Linear non-Gaussian causal models postulate that each random variable is a linear function of parent variables and non-Gaussian exogenous error terms. We study identification of the linear coefficients when such models contain latent variables. Our focus is on the commonly studied acyclic setting, where each model corresponds to a directed acyclic graph (DAG). For this case, prior literature has demonstrated that connections to overcomplete independent component analysis yield effective criteria to decide parameter identifiability in latent variable models. However, this connection is based on the assumption that the observed variables linearly depend on the latent variables. Departing from this assumption, we treat models that allow for arbitrary non-linear latent confounding. Our main result is a graphical criterion that is necessary and sufficient for deciding the generic identifiability of direct causal effects. Moreover, we provide an algorithmic implementation of the criterion with a run time that is polynomial in the number of observed variables. Finally, we report on estimation heuristics based on the identification result, explore a generalization to models with feedback loops, and provide new results on the identifiability of the causal graph.
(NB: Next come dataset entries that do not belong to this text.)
PR #275, opened 2021-01-13
Port CaptionedImageBlock and SVGImageBlock from s&co

thatbudakguy:


rlskoeser (approved):
Changes look good to me.

How much additional effort to include the half-width left/right styles from PPA ?

thatbudakguy:
Definitely more since it involves CSS we don't have on cdhweb, I think (and thus is way less likely to "just work"). I stayed away from `LinkableSectionBlock` for the same reason, but could be good for v3.1.

rlskoeser:
> Definitely more since it involves CSS we don't have on cdhweb, I think (and thus is way less likely to "just work"). I stayed away from `LinkableSectionBlock` for the same reason, but could be good for v3.1.

I thought maybe the css would be easily portable from PPA (I thought it was custom). But agree, 3.1 makes sense. (And maybe then we can extend the ppa styles further for quarter-width images like were added to some pages manually)

PR #276, opened 2021-01-14
Exodize person list views

rlskoeser:
- refactor old `ProfileQuerySet` to new `PersonQuerySet` (existing work by @thatbudakguy pulled in from other person list branch)
- updates existing profile list views to person lists views that work with the new person model
- shift person card display logic from template to view
- new unit tests using pytest fixtures to create various person records
- adds wagtailmenus and creates a `LinkPage`
- new `PageIntro` snippet with foreign key to `LinkPage`
- new context processor to add `PageIntro` to context if there is one for the current request
- update exodus script to generate LinkPages and optionally PageIntro for the mezzanine pages corresponding to our person list views

I didn't write tests for the speaker list view yet because I think it might be easier to wait on event exodus/refactor (events are still linked to user instead of person).


cdhweb/pages/context_processors.py
```diff
@@ -0,0 +1,13 @@
...
+def page_intro(request):
+    '''Template context processor: if there is a PageIntro snippet
+    for this page, add it to the context for display.'''
+    # wagtail stores link url without leading and trailing slashes,
+    # but requests to django view urls include them; strip them off to match
+    page_intro = PageIntro.objects.filter(
+        page__link_url=request.path.strip('/')).first()
+    if page_intro:
+        return {'page_intro': page_intro}
+    return {}
```
thatbudakguy, line 13: nice, this is cool!

cdhweb/people/tests/conftest.py
```diff
@@ -0,0 +1,108 @@
+from datetime import date, timedelta
```
thatbudakguy, line 1: can we just call this file "fixtures"?

cdhweb/people/tests/test_models.py
```diff
@@ -85,6 +86,280 @@ def test_str(self):
         assert str(self.person) == "tom jones"
 
 
+class TestPersonQuerySet(TestCase):
+
+    def setUp(self):
+        """create testing data"""
+        # FIXME why is this necessary?
+        Title.objects.all().delete()
```
thatbudakguy, line 94: curious if you ran into this also, it seemed liked some titles were already in the database when tests ran for some reason

thatbudakguy (approved):
nice work wrangling all these complicated views!

cdhweb/people/tests/conftest.py
rlskoeser: no, conftest is a special pytest name that gets loaded automatically

cdhweb/people/tests/test_models.py
rlskoeser: I don't remember this, must be from your code that I cherry-picked over. Do we preload titles anywhere in data migrations? maybe for exec?

cdhweb/people/tests/conftest.py
thatbudakguy: oh! good to know

cdhweb/people/tests/test_models.py
thatbudakguy: yep, that was it! we create them in `cdhweb/people/migrations/0006_exec_committee_role.py`. good catch. I guess we should just switch the tests/fixtures to `get_or_create()`.

PR #277, opened 2021-01-14
Feature/project exodus

thatbudakguy:
- rename `Project` and models with FKs to it to `Old[Model]`
- create a migration
- delete some things (like old `admin.py`s) that were throwing errors as a result

ignore the commit history, i messed some things up.


cdhweb/projects/migrations/0017_rename_mezz_models.py
```diff
@@ -0,0 +1,99 @@
...
+    dependencies = [
+        ('sites', '0002_alter_domain_unique'),
+        ('people', '0021_peoplelandingpage'),
+        ('resources', '0008_userresource_to_personresource'),
+        ('taggit', '0003_taggeditem_add_unique_index'),
+        ('projects', '0016_project_member_to_person'),
+    ]
+
+    operations = [
+        migrations.CreateModel(
```
rlskoeser, line 22: If we proceed with this approach, we need to make sure this is a rename and not a create!

Issue #249, opened 2020-12-08
As a moderator, I want existing related links migrated to wagtail so that I can manage them in the new system.


thatbudakguy:
# testing notes
this is a companion to #181; you may find it easier to test that first. see that issue's notes for a description of what related links are and how they work.
## as a user
- visit a few project pages on the test site and check that all their related links are displayed, and that the display matches the project page on the current production site. try a sponsored project, a staff project, and a working group.
- visit a few profiles on the test site and check that all their related links are displayed, and that the display matches the profile on the current production site. staff and students are generally the only ones with profiles.
- find a person who doesn't have a profile (easiest with faculty affiliates) but who does have a website link. check that clicking them in the list view on the test site takes you to their website, just like it does on the production site.
# dev notes

kmcelwee:
Testing Notes:
- [ ] Find a project with a related link on prod ([like the Natasha's NEH grant](https://cdh.princeton.edu/projects/new-languages-nlp-building-linguistic-diversity-digital-humanities/)) Make sure that that also exists in QA
- [ ] Compare related links on profiles for prod and QA and ensure that they are the same.

cvansant:
@thatbudakguy The links aren't visible as far as I can tell. For instance, on the current site, Zoe has links to Github, Twitter, and her website: https://cdh.princeton.edu/people/zoe-g-leblanc/

[Here ](https://test-web.cdh.princeton.edu/pages/people/zoe-g-leblanc/)there are no such links

manawinters:
@thatbudakguy , the only projects that appear in the test site are "Past Projects" under "Sponsored Projects." [Staff Projects](https://test-web.cdh.princeton.edu/projects/staff/) is blank and [DH Working Groups](https://test-web.cdh.princeton.edu/projects/working-groups/) goes to the description.

manawinters:
Links and display of staff and students looks good. The only difference between the two sites are the Recent Posts - in the [test site](https://test-web.cdh.princeton.edu/pages/people/rebecca-sutton-koeser/) there is the post title, user name (rkoeser), date, and the first sentence of the post. In the [production site](https://cdh.princeton.edu/people/rebecca-sutton-koeser/), it just shows the post title and date.

There are no Affiliates listed on the [test site](https://test-web.cdh.princeton.edu/people/affiliates/).

Issue #181, opened 2019-12-19
As a moderator, I want to create and edit related links in wagtail so that I can associate them with projects and people.


thatbudakguy:
# testing notes
fyi - "related links" were previously called "resources"; we've renamed them to be a bit more clear. they allow you to add a particular link to a person or project, which will show up on the corresponding page or profile.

翻译：线性非高斯因果模型假设每个随机变量均为父变量与非高斯外生误差项的线性函数。本文研究此类模型包含潜变量时线性系数的识别问题。我们聚焦于常见的无环设定，其中每个模型对应一个有向无环图。针对该情形，已有研究证明通过与过完备独立成分分析的关联，可建立判定潜变量模型中参数可识别性的有效准则。然而，这种关联基于观测变量线性依赖于潜变量的假设。本文突破该假设，研究允许任意非线性潜变量混淆的模型。我们的主要成果是提出一个图判定准则，该准则对于判断直接因果效应的泛化可识别性具有充分必要性。此外，我们给出了该准则的算法实现，其运行时间在观测变量数量上呈多项式复杂度。最后，我们基于识别结果报告了估计启发式方法，探索了带反馈环模型的泛化形式，并提供了因果图可识别性的新结论。